I Can Make a Difference
“Nothing I can do about it…guess I’ll go fishing, “ my boyfriend used to say when I would rant on about politics and world poverty. I would shake my index finger in his face and say, “Yes you can!”
This I believe, I can make a difference. We live in the wealthiest nation in the world and we should make a difference.
Consider these statistics:
1 out of 3 people in our world lack basic sanitation.
1 out of 6 people in our world have inadequate access to clean water.
1 out of 6 people in our world cannot read a book or write their name.
1 out of 6 people in our world live on less $1 a day.
My childhood dream was to plant corn to feed the starving children in Africa. As I grew older, I knew that simply planting corn would not end hunger. I wanted to do something but what could I do?
In 1976, Mohammad Yunus, a Bangladeshi economist, met a group of 42 impoverished women who made and sold baskets. Each morning they borrowed money for their supplies from money sharks. Each evening profits from their day’s work was eaten up when they repaid their usurious loans. Yunus wanted to make a difference. He loaned the group of 42 women the equivalent of $27, never expecting to be repaid. When these illiterate women repaid him, microcredit and the Grameen Bank were born.
To date, microcredit has helped over 10 million poor women and their families overcome poverty. Yunus won the Noble Peace Prize in 2006 He is making a difference.
When I learned about Mohammad Yunus and microcredit, I knew this was the way I could make a difference. In 1999 I completed over 30 pages of IRS forms to establish the Opportunity Fund for Developing Countries (OFDC). Eight years later, with a lot of hard work and commitment our grassroots, volunteer-powered organization has raised over half a million dollars to offer a bridge to poor Kenyan women and children to improve their lives. Our volunteer Kenyan administrators work with villagers who live with no electricity or running water.
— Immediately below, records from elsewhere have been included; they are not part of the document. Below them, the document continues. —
PR #45, opened 2019-11-28
Flathub integration

barthalion:
Left to do:

- [x] Skip `data` URLs
- [x] Skip loading external files if bigger than `${x}`


src/checker.py
```diff
@@ -77,7 +80,12 @@ def _get_module_data_from_json(self, path, json_data):
             if isinstance(module, str):
                 module_path = os.path.join(os.path.dirname(self._manifest),
                                            module)
-                module = self._read_manifest(module_path)
+                try:
+                    module = self._read_manifest(module_path)
+                except GLib.Error as err:
+                    if err.matches(GLib.quark_from_string('g-file-error-quark'), 4):
```
wjt, line 87:
```suggestion
                    if err.matches(GLib.quark_from_string('g-file-error-quark'), GLib.FileError.NOENT):
```

but I think that if the manifest is a YAML file, this will raise `FileNotFoundError` instead. You could either handle both here, or (maybe neater) make `def read_json_manifest(manifest_path):` convert from the GLib flavour to the Python flavour, or replace:

```
    parser.load_from_file(manifest_path)
```

with
```
with open(manifest_path, "r") as f:
    parser.load_from_data(f.read())
```

src/checker.py
```diff
@@ -77,7 +80,12 @@ def _get_module_data_from_json(self, path, json_data):
...
+                        log.info("Referenced file not found: %s", module)
+                        continue
```
wjt, line 89:
```suggestion
                        continue
                        
                    raise
```

src/lib/utils.py
```diff
@@ -101,6 +101,20 @@ def get_extra_data_info_from_url(url):
     return external_file, data
 
 
+def _check_bwrap():
+    bwrap_cmd = ["bwrap"]
+    for path in ("/usr", "/lib", "/lib64", "/bin", "/proc"):
+        bwrap_cmd.extend(["--ro-bind", path, path])
```
wjt: Might be nice to not have to copy-paste this here and below, but hey ho.

src/lib/utils.py
```diff
@@ -101,6 +101,20 @@ def get_extra_data_info_from_url(url):
...
+
+    bwrap_cmd.extend(["/usr/bin/true"])
+
+    p = subprocess.run(bwrap_cmd)
+    if p.returncode == 0:
+        return True
+
+    return False
```
wjt, line 137:
```suggestion
    logging.warning("bwrap not available")
    return False
```

src/lib/utils.py
```diff
@@ -113,24 +127,27 @@ def extract_appimage_version(basename, data):
...
+                    tmpdir,
+                    tmpdir,
+                    "--die-with-parent",
+                    "--new-session",
+                    "--unshare-all"
+                ]
+             )
+        else:
+            args = []
+            args.extend([appimage_path,"--appimage-extract"])
```
wjt: You aren't actually putting these two elements into the `bwrap` command any more

wjt (changes requested):

src/main.py
```diff
@@ -148,9 +149,11 @@ def open_pr(subject, body, branch):
         log.debug("origin repo not writable; creating fork")
         fork = user.create_fork(origin_repo)
         remote = user.login
-        check_call(("git", "remote", "add", remote, fork.ssh_url))
         repo = fork
 
+    remote_url = f"https://{github_token}:x-oauth-basic@github.com/{repo.full_name}"
+    check_call(("git", "remote", "set-url", remote, remote_url))
```
wjt: I think this will fail on the `remote = user.login` branch since the remote won't've been created.

src/lib/utils.py
```diff
@@ -113,24 +132,24 @@ def extract_appimage_version(basename, data):
...
+                    "--die-with-parent",
+                    "--new-session",
+                    "--unshare-all"
+                ]
+            )
+
+        args.extend([appimage_path,"--appimage-extract"])
+
         log.debug("$ %s", " ".join(args))
+        p = bwrap_run(args, cwd=tmpdir)
```
wjt: Now you'll try to run `bwrap` even on the path where you've determined it's not present :(

wjt: I am a bit concerned about executing arbitrary code, with network access, in an environment that has access to (at least) an API key that can push to this repo. I suppose you could argue that it's the same arbitrary code that the end-user will run on their actual computer anyway…

barthalion: > Now you'll try to run bwrap even on the path where you've determined it's not present :(

Yeah, noticed it too. Fixed.

barthalion: > I am a bit concerned about executing arbitrary code, with network access, in an environment that has access to (at least) an API key that can push to this repo

It's valid concern, but on the other hand, it's not something I can really change. I really want to avoid extending Flathub's buildbot to accommodate anything beyond building applications and basic post-build checks.

I guess I could switch to using https://github.com/refi64/unappimage for extraction.

wjt: Yeah, it's probably quite low risk in practice. Perhaps open an issue for trying to switch to unappimage in futuer?

wjt:
Rebased on master to pick up the CI changes

src/lib/utils.py
wjt: This is now wrong in the `bwrap` case again :(

wjt: ah, fixed by later commit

• women are starting small businesses and feeding their families with the profits
• girls are in school, avoiding forced child marriages
• children are sleeping under treated nets, protected from malaria carrying mosquitoes
• villagers are building water wells and latrines, improving community sanitation and decreasing illness
Poli, poli, (slowly, slowly) I am making a difference. Each OFDC volunteer is making a difference as well. We are little ripples making big waves.
My Danish sister-in-law says they are raised with “what makes you think you’re so special?” Here in the States it’s “you’re special. You can do anything.” I think it should be “you’re special. You can make a difference.”
This I believe.
My former boyfriend, now husband no longer says, “Nothing I can do about it.” But he still goes fishing.